Девочка провела палочкой по воздуху, и за звездочкой потянулся короткий след из золотистых искр, медленно опускавшихся по воздуху вниз, как праздничное конфетти. Играя светом закатного солнца, они слетали вниз к плотной серой ткани дивана.

Закончив сборы, девочка поводила плечами, чуть присела, толкнулась ногами от затертой ткани дивана, часто-часто замахала крыльями и полетела вверх, под потолок, к шару бумажной люстры. Она двигалась по воздуху короткими перелетами, то поднимаясь, то немного опускаясь вниз, как будто держать направление строго вверх ей было сложно. Набрав высоту, девочка на пару секунд зависла в одном положении, а затем одним длинным пике полетела вниз, к сидевшему за столом большому мужчине. Блестящие искры от звездочки помечали траекторию ее полета похожим на морские волны следом, который быстро осыпался вниз, к линолеуму. Казалось, что эти мерцающие завитки оставляют в воздухе душной комнаты загадочное послание, написанное неразборчивым почерком врача.

Почти врезавшись на лету в Сергея, девочка в последний момент остановилась и зависла в воздухе над его шеей. Движения ее крыльев стали медленнее, а когда она поставила ноги на воротник футболки, затихли совсем.

Голова мужчины, долго елозившая по лежащим на столе рукам, замерла. По телу пробежала волна мурашек, Сергей дернул плечами, и девочка едва не покатилась по его спине вниз. Поймав равновесие, она почесала одним из концов звездочки свою правую лодыжку, еще раз одернула костюм и поправила левое крыло, немного сместившееся в месте крепления. Затем она наклонилась к шее мужчины и стала всматриваться в его кожу. Наконец, найдя что искала, резким движением она глубоко вжала металлическую звезду в кожу и напряженно замерла с вытянутой вперед палочкой.

Сергей тоже на несколько секунд перестал двигаться, казалось, он даже не дышит, но потом еще более сильная волна дрожи прошла по нему снизу вверх, и когда она поднялась до плечей, девочка оттолкнулась от воротника футболки, быстро заработала крыльями и полетела обратно под потолок комнаты.

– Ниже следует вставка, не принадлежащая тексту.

Issue #1851, opened 2019-09-26
Update docs for required compilers for Windows


letmaik:
https://wiki.python.org/moin/WindowsCompilers has Visual C++ 14.X listed for Python 3.5, 3.6, 3.7, 3.8, which to me means I can use any 14.x compiler for these Python versions. This seems incorrect though as I'm getting the following error for Python 3.5 where I only have > 14.0 available:
> error: Microsoft Visual C++ 14.0 is required. Get it with "Microsoft Visual C++ Build Tools": https://visualstudio.microsoft.com/downloads/

It would be great if the table could be fixed.

zooba:
The table is fine - setuptools needs to be updated to detect newer versions than 14.0.

This function from distutils can be cloned, and possibly even enhanced to use the newer `-find` argument to vswhere.

https://github.com/python/cpython/blob/61691d833631fed42b86605b09e1535e3e8d40e5/Lib/distutils/_msvccompiler.py#L58-L88

letmaik:
Please have a look at https://docs.microsoft.com/en-us/cpp/porting/binary-compat-2015-2017?view=vs-2019 in the comments sections:
> Binary compat between 2015 and 2017 is guaranteed only when the consuming code is built with a toolset/compiler version that is the same or newer than the toolset/compiler used to build the library. So, a VS2015 exe + VS2017 DLL is not guaranteed to be compatible.

PR #1904, opened 2019-11-11
Use CPython 3.8.0 mechanism to find msvc 14+

### LINKED ISSUE #1903: setuptools fails to build a windows python 3.5 C extension on GitHub Actions (msvc)
setuptools fails to build a windows python 3.5 C extension on GitHub Actions using provided msvc.

python 3.6, 3.7 & 3.8 do succeed meaning the proper msvc compilers are present.

Per @zooba [comment](https://github.com/pypa/setuptools/issues/1851#issuecomment-537714885), cloning the detection mechanism from CPython 3.8.0 distutils does indeed work as can be seen [here](https://github.com/joerick/cibuildwheel/pull/194) where all CI tests pass (windows: TravisCI, AppVeyor, Azure Pipelines, GitHub Actions).

I do have a branch of setuptools with such a patch and will open a PR. Please note that I can't test it thoroughly cause I don't have any Windows environment at hand (except for CI which requires very long iterations).

mayeut:
## Summary of changes

Update `msvc.py` to use CPython 3.8.0 mechanism to find msvc 14+ as recommended in this [comment](https://github.com/pypa/setuptools/issues/1851#issuecomment-537714885).

Closes #1903 

This PR has been tested as part of [cibuildwheel tests using various CI providers](https://github.com/joerick/cibuildwheel/pull/194).
Please note that I can't test it more thoroughly cause I don't have any Windows environment at hand (except for CI which requires very long iterations).

### Pull Request Checklist
- [x] Changes have tests

### DIFF
--- a/appveyor.yml
+++ b/appveyor.yml
@@ -7,6 +7,15 @@ environment:
   CODECOV_ENV: APPVEYOR_JOB_NAME
 
   matrix:
+    - APPVEYOR_BUILD_WORKER_IMAGE: Visual Studio 2015
+      APPVEYOR_JOB_NAME: "python35-x64-vs2015"
+      PYTHON: "C:\\Python35-x64"
+    - APPVEYOR_BUILD_WORKER_IMAGE: Visual Studio 2017
+      APPVEYOR_JOB_NAME: "python35-x64-vs2017"
+      PYTHON: "C:\\Python35-x64"
+    - APPVEYOR_BUILD_WORKER_IMAGE: Visual Studio 2019
+      APPVEYOR_JOB_NAME: "python35-x64-vs2019"
+      PYTHON: "C:\\Python35-x64"
     - APPVEYOR_JOB_NAME: "python36-x64"
       PYTHON: "C:\\Python36-x64"
     - APPVEYOR_JOB_NAME: "python37-x64"
--- a/changelog.d/1904.change.rst
+++ b/changelog.d/1904.change.rst
@@ -1,0 +1,1 @@
+Update msvc.py to use CPython 3.8.0 mechanism to find msvc 14+
--- a/setuptools/msvc.py
+++ b/setuptools/msvc.py
@@ -26,6 +26,7 @@ from os.path import join, isfile, isdir, dirname
 import sys
 import platform
 import itertools
+import subprocess
 import distutils.errors
 from setuptools.extern.packaging.version import LegacyVersion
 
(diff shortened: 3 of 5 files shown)


JGoutin:
Using a Python 3.8 back port instead of the current mechanism seem to be the good way to do.

This also allow to completely drop the old mechanism that become unused. This will make this file far more easy to maintain. Note that this will remove the following:
- VC 2010 support, only used by Python 3.4 that is deprecated.
- Microsoft Windows SDK 6.1 and 7.0 support, tools that are deprecated and where removed from download by Microsoft. (And there is still the "VC for python 2.7" that replace them)

I sent you a PR with the following changes:
* Drop the old mechanism.
* Fixed a missing import.
* PEP8 + Add python 3.8 backport comment.

I do not have a Windows right now to do more tests on it.

mayeut:
Thanks @JGoutin, this is much cleaner indeed. All CI tests of cibuildwheel are passing with your version of `msvc.py`. I will correct the missing import in the meantime (itertools.count() right ?)

If @pypa/setuptools-developers are ok with your notes (Microsoft Windows SDK 6.1 and 7.0, Python 3.4 support dropped), I'll merge that in this PR.

mayeut:
> There are maybe tests with Python 3.8 that can be back-ported too.

Indeed, I'll check if I can add those:
https://github.com/python/cpython/blob/master/Lib/distutils/tests/test_msvccompiler.py

JGoutin:
> (itertools.count() right ?)
It's exactly that.

JGoutin:
Concerning the drop of the VC2010 support, Python 3.4 will be dropped with #1908.

JGoutin:
> If @pypa/setuptools-developers are ok with your notes (Microsoft Windows SDK 6.1 and 7.0, Python 3.4 support dropped), I'll merge that in this PR.

#1908 is merged, Python 3.4 support is dropped from setuptools.

mayeut:
I will drop python 3.4 support in `msvc.py` from the PR

JGoutin:
> Edit: I won't drop python 3.4
> 
> Since python 3.4 uses the same code base as python 2.7, I'd rather not change it. It'll be easier to drop as a whole once python 2.7 support is really removed from setuptools.

Removing the python 3.4 support will not remove the Python 2.7 support. It will only remove the
Microsoft Windows SDK 6.1 and 7.0 support, that are deprecated and not available anymore.

Python 2.7 requires `msvc9_find_vcvarsall` & `msvc9_query_vcvarsall` functions. 
In the PR code, theses functions are still available: https://github.com/JGoutin/setuptools/blob/msvc-python3.5/setuptools/msvc.py#L56.

mayeut:
@JGoutin,
I'd rather not change python 2.7 support at all to prevent any regressions, even if unlikely. So, in my opinion, removing  Microsoft Windows SDK 6.1 and 7.0 support is not an option.

mayeut:
@jaraco,
can you review this PR please ?

jaraco:
Released as 45.3.0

Добравшись до верхней точки, она по крутой траектории начала пикировать к дивану, на лету сложила на спине крылья, вся вытянулась в одну зеленую линию, как пловец, ныряющий с вышки, и со всего хода скользнула обратно в щель между подушек.

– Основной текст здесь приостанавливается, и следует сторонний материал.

PR #2486, opened 2020-12-12
Adopt jaraco/skeleton

jaraco:
This change incorporates the best practices [developed and documented at jaraco/skeleton](/jaraco/skeleton). By adopting these changes, Setuptools can inherit the best practices and periodically merge improvements. Highlighted changes include:

- Simple GHA recipe for Linux, Windows, and macOS coverage.
- Drop support for Travis, Appveyor, and Azure Pipelines in favor of GHA.
- Integrated code checks, including flake8, coverage, black, and mypy.

Changes excluded:

- setuptools_scm is not used due to bootstrapping issues.


tox.ini
```diff
@@ -45,20 +34,11 @@ commands=codecov -X gcov --file {toxworkdir}/coverage.xml
...
+	testing
 changedir = docs
 commands =
-        {envpython} -m sphinx \
-          -j auto \
-          -b html \
-          --color \
-          -a \
-          -n \
-          -W \
```
webknjaz, line 58: this change kills strict validation

tox.ini
```diff
@@ -45,20 +34,11 @@ commands=codecov -X gcov --file {toxworkdir}/coverage.xml
...
-          -d "{temp_dir}/.doctrees" \
```
webknjaz, line 59: keeping this cache allows faster rebuilds

tox.ini
```diff
@@ -45,20 +34,11 @@ commands=codecov -X gcov --file {toxworkdir}/coverage.xml
...
 [testenv:docs]
 extras =
-        docs
-        testing
+	docs
+	testing
 changedir = docs
 commands =
-        {envpython} -m sphinx \
-          -j auto \
```
webknjaz, line 53: parallelism makes things faster

tox.ini
```diff
@@ -72,21 +52,22 @@ commands =
 [testenv:release]
 skip_install = True
 deps =
-	wheel
+	pep517>=0.5
```
webknjaz, line 55: Today it's already safe to have the python-build CLI instead, especially, given that pep517 drops its own CLI helpers.

pytest.ini
```diff
@@ -1,8 +1,15 @@
...
 norecursedirs=dist build .tox .eggs
-doctest_optionflags=ELLIPSIS ALLOW_UNICODE
-filterwarnings =
+addopts=
+	--doctest-modules
+	--doctest-glob=pkg_resources/api_tests.txt
+	-r sxX
+doctest_optionflags=ALLOW_UNICODE ELLIPSIS
+# workaround for warning pytest-dev/pytest#6178
+junit_family=xunit2
```
webknjaz, line 9: Do you know that xunit2 drops some of the fields available in xunit1? I've learned that using xunit1 allows representing the test results better.

pytest.ini
```diff
@@ -1,8 +1,15 @@
...
+filterwarnings=
+    # https://github.com/pytest-dev/pytest/issues/6928
+    ignore:direct construction of .*Item has been deprecated:DeprecationWarning
```
webknjaz, line 12: Shouldn't ignores go after the `error` line? I think the order matters.

.github/workflows/main.yml
```diff
@@ -0,0 +1,42 @@
+name: Automated Tests
+
+on: [push, pull_request]
+
+jobs:
+  test:
+    strategy:
+      matrix:
+        python: [3.6, 3.8, 3.9]
+        platform: [ubuntu-latest, macos-latest, windows-latest]
```
webknjaz, line 10: This needs to be revisited as it kills many platforms.

.github/workflows/main.yml
```diff
@@ -0,0 +1,42 @@
...
+      - uses: actions/checkout@v2
+      - name: Setup Python
+        uses: actions/setup-python@v2
+        with:
+          python-version: ${{ matrix.python }}
+      - name: Install tox
+        run: |
+          python -m pip install tox
+      - name: Run tests
+        run: tox
```
webknjaz, line 22: It's preferable to separate a `--notest` invocation to make the failure reasons easier to distinguish.

.flake8
```diff
@@ -1,12 +1,14 @@
...
-    setuptools/site-patch.py F821
-    setuptools/py*compat.py F811
+	# W503 violates spec https://github.com/PyCQA/pycodestyle/issues/513
+	W503
+	# W504 has issues https://github.com/OCA/maintainer-quality-tools/issues/545
+	W504
+	# Black creates whitespace before colon
+	E203
+	setuptools/site-patch.py F821
+	setuptools/py*compat.py F811
```
webknjaz, line 14: I'm pretty sure `ignore` doesn't work like this. You need to use `per-file-ignores` for this to make sense to flake8

.flake8
```diff
@@ -1,12 +1,14 @@
 [flake8]
-exclude=
-    .tox
-    setuptools/_vendor,
-    pkg_resources/_vendor
+max-line-length = 88
+exclude =
+	setuptools/_vendor
+	pkg_resources/_vendor
 ignore =
```
webknjaz, line 6: It's preferable to use `extend-ignore` so that instead of overriding flake8's default ignores, you'd just append values to that list. This allows us to stop re-adding 503/504 in every project.

webknjaz: https://github.com/PyCQA/pycodestyle/blob/master/pycodestyle.py#L84

.flake8
domdfcoding: The docs certainly don't mention this usage: https://flake8.pycqa.org/en/latest/user/options.html#cmdoption-flake8-ignore

webknjaz: I think there was `per-file-ignores =` line at some point in the past above these lines and it probably got removed by accident.

.flake8
jaraco: oh, nice. I was unaware of extend-ignore. That would be a great improvement to jaraco/skeleton. Filed as jaraco/skeleton#28.

.flake8
jaraco: I don't recall, but it falls outside the scope of this effort. I welcome others to investigate and improve in a separate PR.

.github/workflows/main.yml
jaraco: Indeed, it drops support for Python 3.7 and PyPy. It also might drop support beta releases. I wouldn't mind re-introducing pypy support as long as it can be done without overly-complicating the recipe. I'll experiment with that. I omitted Python 3.7 in order to limit the redundant computation required and based on the assumption that if it works on Python 3.6 and 3.8, it almost certainly also works on 3.7.

.github/workflows/main.yml
jaraco: In my experience, the tox output provides a suitable separation of concerns, and the added complexity is rarely worth it. If tox is not providing enough context to easily distinguish the setup phase from the run phase, then I'd say that should be escalated to tox to improve the experience. I'm disinclined to accept the burden of micro-managing the tools' experience across any number of projects. If there's a compelling story here, surely it should be applied at the tool level and not cargo-culted.

pytest.ini
jaraco: I was unaware. Thanks for the reference... and thanks for filing the issue upstream. My instinct is to rely on the degraded behavior of the newer system either until it's improved or until it's deprecated in favor of the prior implementation. Falling back to xunit1 adds technical debt that will likely require eventually switching to xunit2. I'd like to avoid that extra work across these projects.

And more importantly, Setuptools (and probably many projects) already are emitting xunit2 as part of the Pytest 6 release, so this change is a no-op compared to prior runs, so I'm going to defer this as a concern outside this PR.

pytest.ini
jaraco: The "fail on warnings" behavior is project-specific whereas the 'ignore "direct construction of..."' is part of the upstream skeleton. Interleaving these changes would make reconciling changes more difficult.

I tried to understand if or how order matters, so I looked at [the docs](https://docs.python.org/3/library/warnings.html#the-warnings-filter), which say

> any specific warning is matched against each filter specification in the list in turn until a match is found

That suggests that putting `error` at the front would cause all warnings to become errors and no ignores would take effect. Obviously, that's not what's happening, so it seems we can't trust the docs.

So, I'm not going to worry about it too much, especially since that upstream filter can (and will) likely  be removed soon if not today.

tox.ini
jaraco: Perhaps, though it may also be a premature optimization. If it's a generally-useful feature, then I'd rather see it implemented as the default in the builder and otherwise rely on defaults where the impact is small. I just ran the builds locally, and they complete in 11.2s for parallelized and 11.5s otherwise. So, I've already wasted more of my life evaluating the feature than enabling it will ever save :(. YAGNI.

tox.ini
jaraco: This feature is probably worth retaining (done in a283c8776). I'll consider applying this to all projects (jaraco/skeleton#29).

tox.ini
jaraco: I'm not too worried about this. Seems like another premature optimization.

tox.ini
jaraco: Yes, probably. And that should be dealt with outside the scope of this PR. jaraco/skeleton#30

.github/workflows/main.yml
jaraco: Looks like it's possible to simply add pypy3 to the list of python versions, so I'll go with that for now (176622446).

.github/workflows/main.yml
webknjaz: The reason I prefer this is that I can see it separately in the CI steps. And when I open the testing step, it won't start with the `pip install` logs but rather with what actually matters. This largely improves the CI UX.
Also, in the past, there was a nasty tox bug that looked like the test invocation was failing, hiding that the real reason was the install step. Making it separate allowed to actually identify what the problem was.
Besides, this is an idiom that the tox maintainers themselves follow: https://github.com/tox-dev/azure-pipelines-template/blob/30f07f8/run-tox-env.yml#L143.

.flake8
webknjaz: Sure, it's an external effort. I just wanted to point out that these lines most likely don't have any effect at all.

.github/workflows/main.yml
webknjaz: Yep, and they've recently made it possible to separately request pypy3.6 and pypy3.7 which may be useful too.

pytest.ini
webknjaz: It sounds like you're right. Although I'm a bit confused that the docs imply something different.

pytest.ini
webknjaz: it sounds unlikely that junit2 will get that metadata because the underlying standard doesn't have this info

tox.ini
webknjaz: The docs here are quite small but for the skeleton, it'd be a good idea to have it on.

.flake8
```diff
@@ -1,12 +1,14 @@
 [flake8]
-exclude=
-    .tox
```
webknjaz, line 3: Removing this seems to have made the fs scan step unforgivably slow.

Using `extend-exclude` should fix this: https://flake8.pycqa.org/en/latest/user/options.html#cmdoption-flake8-extend-exclude.

.flake8
```diff
@@ -1,12 +1,14 @@
...
-    setuptools/_vendor,
```
webknjaz, line 4: Removing the trailing comma seems wrong: the official docs show an example with the commas present — https://flake8.pycqa.org/en/latest/user/options.html#cmdoption-flake8-exclude.

webknjaz: I did some testing and it seems like commas are indeed unnecessary.

.github/workflows/main.yml
jaraco: Good discussion and good reference. Let's let this approach settle for a bit and revisit in the skeleton in the future. Feel free to file a feature request.

.flake8
jaraco: Let's consider that as part of jaraco/skeleton#28 or possibly as a separate issue.

webknjaz: Yeah, I posted the comments here because this diff has more context in-place.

Сергей поднял голову и обернулся. В косом столбе солнечного света танцевали пылинки. Он помял лицо руками, встал из-за стола, подошел к окну и снова уставился на двор за стеклом. Вид его был таким же угрюмым, но взгляд как будто стал немного яснее и решительнее. Огромный мужчина еле заметно покивал головой, как будто с чем-то согласившись, вытер о шорты вспотевшие ладони.

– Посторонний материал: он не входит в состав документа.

PR #2494, opened 2020-12-20
Add tests/test*.py to sdist default inclusion list

tomchen:
## Summary of changes

By default, all files matching the pattern **test**/test*.py (not **tests**/test*.py) are included in the source distribution (sdist). This is documented in [Python Packaging User Guide's "Including files in source distributions with MANIFEST.in" page](https://packaging.python.org/guides/using-manifest-in/?highlight=test#how-files-are-included-in-an-sdist).

But, both [pypa/sampleproject](https://github.com/pypa/sampleproject) and [Python Packaging User Guide's "Packaging Python Projects" page](https://packaging.python.org/tutorials/packaging-projects/?highlight=test#creating-the-package-files) suggest the unit test folder be named `tests`.

I opened the issue pypa/sampleproject#133, it looks clear that `tests` is a more common name than `test`, and it may avoid conflicting with the [test](https://docs.python.org/3/library/test.html) standard library module according to some.

Therefore, I request to add "tests/test*.py" to sdist default inclusion list. And "test/test*.py" should be kept for compatibility with old repos.

### Pull Request Checklist
- [x] News fragment added in [`changelog.d/`]

### DIFF
--- a/setuptools/_distutils/command/sdist.py
+++ b/setuptools/_distutils/command/sdist.py
@@ -211,7 +211,7 @@ class sdist(Command):
         """Add all the default files to self.filelist:
           - README or README.txt
           - setup.py
-          - test/test*.py
+          - tests/test*.py and test/test*.py
           - all pure Python modules mentioned in setup script
           - all files pointed by package_data (build_py)
           - all files defined in data_files.
@@ -268,7 +268,7 @@ class sdist(Command):
                     self.warn("standard file '%s' not found" % fn)
 
     def _add_defaults_optional(self):
-        optional = ['test/test*.py', 'setup.cfg']
+        optional = ['tests/test*.py', 'test/test*.py', 'setup.cfg']
         for pattern in optional:
             files = filter(os.path.isfile, glob(pattern))
             self.filelist.extend(files)
--- a/setuptools/command/py36compat.py
+++ b/setuptools/command/py36compat.py
@@ -17,7 +17,7 @@ class sdist_add_defaults:
         """Add all the default files to self.filelist:
           - README or README.txt
           - setup.py
-          - test/test*.py
+          - tests/test*.py and test/test*.py
           - all pure Python modules mentioned in setup script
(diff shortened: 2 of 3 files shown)


setuptools/_distutils/command/sdist.py
```diff
@@ -268,7 +268,7 @@ def _add_defaults_standards(self):
                     self.warn("standard file '%s' not found" % fn)
 
     def _add_defaults_optional(self):
-        optional = ['test/test*.py', 'setup.cfg']
```
jaraco, line 271: Unfortunately, it's not allowed to make changes to distutils here. If you wish to make changes to distutils, they need to happen in the [pypa/distutils](/pypa/distutils) project.

setuptools/command/py36compat.py
```diff
@@ -17,7 +17,7 @@ def add_defaults(self):
         """Add all the default files to self.filelist:
           - README or README.txt
           - setup.py
-          - test/test*.py
```
jaraco, line 20: There's a docstring in this code saying not to change this code.

jaraco:
Probably this issue requires more discussion. It's intertwined with the effort to adopt distutils and the copy of distutils functionality in the compat module. Making this change will add more divergence between distutils implementations. I'm inclined to say it would be best to wait for this change until setuptools owns distutils, at which time fine-tuning such a list would be more straightforward.

I do agree with you, the default of 'test' versus 'tests' violates my expectations, but this shift in expectations happened in spite of 'test' being included as a default for a very long time. Perhaps the better approach here would be to just remove all special files and simply require the user to use setuptools_scm or maintain a manifest of all the sources. After all, fixing this change still doesn't help users who have a `pyproject.toml` or those who choose a different convention for their tests.

The recommended usage here is for the packager to use `setuptools_scm` or provide a MANIFEST.in with the relevant rules.

Since neither of these code bases are meant to be changed here, I'm going to decline the PR.

Thanks anyhow for the effort.

PR #2526, opened 2021-01-08
exclude_source_files but not __init__.py files

amobash2:
When we use exclude_source_files, we can provide another argument include-init-files to ensure if user prefers we keep the __init__.py files.

## Summary of changes

Closes 

### Pull Request Checklist
- [ ] Changes have tests

[PR docs]:


jaraco:
Can you explain why someone would want this behavior?

jaraco:
Let's start with filing an issue describing why the current behavior is inadequate or why someone would want this behavior. Feel free to ping me on the issue and reference this PR. We can re-open the PR if the use-case justifies it.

Постояв так с минуту, он развернулся, широким размеренным шагом двинулся к двери в коридор и, открыв ее, громко заговорил:

— Мам, слушай, я, кажется, понял, что со Светкой делать, и с Антон Валентиновичем тоже. Ты права была, кстати, не знаю, почему я так долго все… — Голос удалялся и смешивался со звуками телевизора, дробился об угловатые предметы, застревал в обоях и растворялся в бетонных перегородках.

Сергей вдруг как будто со стороны услышал себя, и его удивило, что собственный голос ему был противен немного меньше, чем обычно.

Лучи уходящего солнца еле заметно подсвечивали на полу угловатые блестки от палочки. Они все гуще покрывались сетью трещинок, ломались на мелкие крупицы и распадались на совсем уже неразличимые капельки солоноватой воды.